Details of the Syrian campaign were discussed with two senior intelligence officials, one from Europe and one from a country neighbouring Syria. The operation was large in scale and systematic in nature, one of them said, speaking on condition of anonymity, adding that the campaign was directed by the FSB, Russia’s state security agency.
Governmental and private sector groups have also been heavily targeted in Turkey, reflecting Ankara’s role as a protagonist in the battle for Syria. “There’s a major Russian cyber response right now because of a worsening relationship [with Ankara],” the regional intelligence official said, citing Turkey’s shooting down of a Russian jet in November as a turning point.
It is unclear just how many organisations have been compromised, but the malware used by the Russian agents could be used to erase data, propagate disinformation from official accounts or gather intelligence on highly sensitive targets gleaned from NGOs’ contact books.
Western intelligence agencies fear that that could allow Russia to mount a significant disinformation campaign if it chooses too, greatly complicating an already complex situation.
Officials and politicians in the US-led alliance fighting against Isis in Syria believe that Russia is deliberately “weaponising” the Syrian refugee crisis by attacking civilian targets in the country to increase pressure on Europe.

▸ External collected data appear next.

PR #1185, opened 2025-01-30
cloud: add new Uploader interface and implement for AWS

mvo5:
This commit adds a new `cloud.Uploader` interface that combines the upload and register into a single operation. The rational is that with that we avoid leaking resource if e.g. the upload works but the registration fails
(c.f. https://github.com/osbuild/images/pull/1145). This would replace most of the existing bib uplodaer code so that it is shareable.

This would looks like this:
* https://github.com/osbuild/bootc-image-builder/pull/815
* https://github.com/osbuild/image-builder-cli/compare/main...mvo5:add-upload-cmd?expand=1

After that I would like to look into the following:
- I would like remake the cloud interface for images around something like this
- ~can we remove (most?) of the existing awscloud in images. because osbuild-compser impleents it all too but has now moved to aws-v2 and it seems we have a lot of unused code in images right now(?)~
- ~how important is cmd/boot-aws ? it uses a lot of the existing API but the composer does not have it~

### DIFF
--- a/pkg/cloud/awscloud/awscloud.go
+++ b/pkg/cloud/awscloud/awscloud.go
@@ -243,6 +243,8 @@ func WaitUntilImportSnapshotTaskCompletedWithContext(c *ec2.EC2, ctx aws.Context
 // The caller can also specify the name of the role used to do the import.
 // If nil is given, the default one from the SDK is used (vmimport).
 // Returns the image ID and the snapshot ID.
+//
+// XXX: make this return (string, string, error) instead of pointers
 func (a *AWS) Register(name, bucket, key string, shareWith []string, rpmArch string, bootMode, importRole *string) (*string, *string, error) {
 	rpmArchToEC2Arch := map[string]string{
 		"x86_64":  "x86_64",
@@ -294,11 +296,7 @@ func (a *AWS) Register(name, bucket, key string, shareWith []string, rpmArch str
 
 	// we no longer need the object in s3, let's just delete it
 	logrus.Infof("[AWS] 🧹 Deleting image from S3: %s/%s", bucket, key)
-	_, err = a.s3.DeleteObject(&s3.DeleteObjectInput{
-		Bucket: aws.String(bucket),
-		Key:    aws.String(key),
-	})
-	if err != nil {
+	if err = a.DeleteObject(bucket, key); err != nil {
 		return nil, nil, err
 	}
 
@@ -386,6 +384,14 @@ func (a *AWS) Register(name, bucket, key string, shareWith []string, rpmArch str
 	}
 
 	return registerOutput.ImageId, snapshotID, nil
+}
+
+func (a *AWS) DeleteObject(bucket, key string) error {
+	_, err := a.s3.DeleteObject(&s3.DeleteObjectInput{
+		Bucket: aws.String(bucket),
+		Key:    aws.String(key),
+	})
+	return err
 }
 
 // target region is determined by the region configured in the aws session
--- a/pkg/cloud/awscloud/export_test.go
+++ b/pkg/cloud/awscloud/export_test.go
@@ -1,0 +1,11 @@
+package awscloud
+
+type AwsClient = awsClient
+
+func MockNewAwsClient(f func(string) (awsClient, error)) (restore func()) {
+	saved := newAwsClient
+	newAwsClient = f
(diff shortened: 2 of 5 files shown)


achilleas-k:
> * how important is cmd/boot-aws ? it uses a lot of the existing API but the composer does not have it

It's used in our testing and was meant to be the first of a handful of similar commands for different clouds.  We should still do that.

achilleas-k:
> * can we remove (most?) of the existing awscloud in images. because osbuild-compser impleents it all too but has now moved to aws-v2 and it seems we have a lot of unused code in images right now(?)

I would prefer the opposite.  Having cloud uploaders as part of image definitions might seem strange, but we discussed it a few times in the past and came to the agreement that it makes sense because integrating image definitions with a client for their target platform's API makes for a more complete story.  One argument that often comes up goes "an AMI isn't an AMI until it's uploaded and registered on AWS EC2".

achilleas-k (commented):
What's the end goal here and what does this PR do?

The answer I'm assuming is that it defines an interface for uploading stuff to cloud platforms and begins with one implementation based on the existing AWS code.
But I think it doesn't go far enough and isn't providing much value right now (though, the testing is nice).  I'd like to see this common interface happen, but I think it makes more sense to look at the other cloud providers and consider what it might look like when we add those to the mix.  `UploadAndRegister()` sounds generic enough but I don't know if it makes sense for Azure, or GCP, or Oracle (it probably does).  It's not set in stone, we can always change later, so maybe we should go with this and start iterating with the other platforms, but if we're going to start working on cloud clients seriously, I think we should review what we already have and potentially tear it down and build it back up in a way that works for what we're trying to do.

The `boot-aws` command was written specifically for our testing, so the `run`, `setup`, and `teardown` subcommands were written to serve development and testing and those requirements in turn informed some of the choices in the client library (though parts of it were already there from the split from osbuild-composer).  For example, I never considered adding a `Check()` function like we have now because it was never targeted at any user that might need that function; the keys were set in the CI setup and never looked at again and when I use it myself for troubleshooting, I have my own set that works (and have probably way more permissions than they need but let's not think about that right now).  I'm all in favour of making a `cloud.Uploader` interface for all our uploaders, but I also want to do it right, especially if it's going to serve osbuild-composer, ib-cli, and bib.

Now all that said, I'm fine to merge this as is.

achilleas-k (approved):

mvo5:
> What's the end goal here and what does this PR do?

Sorry, I really should have explained this better in the description. The short term (and driver) for the PR is simply
that I wanted to not duplicate the uploading code for aws in bib and ibcli and also to solve the resource leak issue
that lzap described his cleanup PR. 

> The answer I'm assuming is that it defines an interface for uploading stuff to cloud platforms and begins with one implementation based on the existing AWS code. But I think it doesn't go far enough and isn't providing much value right now (though, the testing is nice). I'd like to see this common interface happen, but I think it makes more sense to look at the other cloud providers and consider what it might look like when we add those to the mix. `UploadAndRegister()` sounds generic enough but I don't know if it makes sense for Azure, or GCP, or Oracle (it probably does). It's not set in stone, we can always change later, so maybe we should go with this and start iterating with the other platforms, but if we're going to start working on cloud clients seriously, I think we should review what we already have and potentially tear it down and build it back up in a way that works for what we're trying to do.

Yeah, I think it would be very nice if a generalized interface would work, we may need to tweak things (as you said) but I hope it will be similar enough. The hope is that the amount of changes to add a new cloud on the consumers is minimal this way.

> The `boot-aws` command was written specifically for our testing, so the `run`, `setup`, and `teardown` subcommands were written to serve development and testing and those requirements in turn informed some of the choices in the client library (though parts of it were already there from the split from osbuild-composer). For example, I never considered adding a `Check()` function like we have now because it was never targeted at any user that might need that function; the keys were set in the CI setup and never looked at again and when I use it myself for troubleshooting, I have my own set that works (and have probably way more permissions than they need but let's not think about that right now). I'm all in favour of making a `cloud.Uploader` interface for all our uploaders, but I also want to do it right, especially if it's going to serve osbuild-composer, ib-cli, and bib.

Thanks! This of course means that my original idea of only keeping small parts of the cloud code in images is silly. It seems we would move all(?)/most(?) of the cloud code from composer in here and make composer use it(?). Obviously all followup material.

Richard Turner, head of Middle East and Europe at FireEye, the cyber security group, said that his organisation had tracked Moscow’s cyber campaign against Syrian organisations since December, adding that it had been growing in size since the start of the year.
“APT 28 and other Russian groups are now really focusing their attention on the collection of data on Syrian groups, particularly those focused on human rights and the monitoring of Russian military activity,” Mr Turner said. “It’s a very significant operation.” APT 28 is one of Russia’s most highly sophisticated cadres of state-backed hackers, and has been researched in the past by FireEye and other commercial cyber security groups.
“Clearly this is to enable them to respond politically . . . to target [the groups] for information warfare and to have an impact on the conflict itself,” he added.
The Syrian cyber attacks are mounted using fake replicas of legitimate organisations’ websites, which infect computer users when they are accessed. They also involve crafting cleverly disguised emails with malign attachments designed to look like trusted personal correspondences, press releases or official notices.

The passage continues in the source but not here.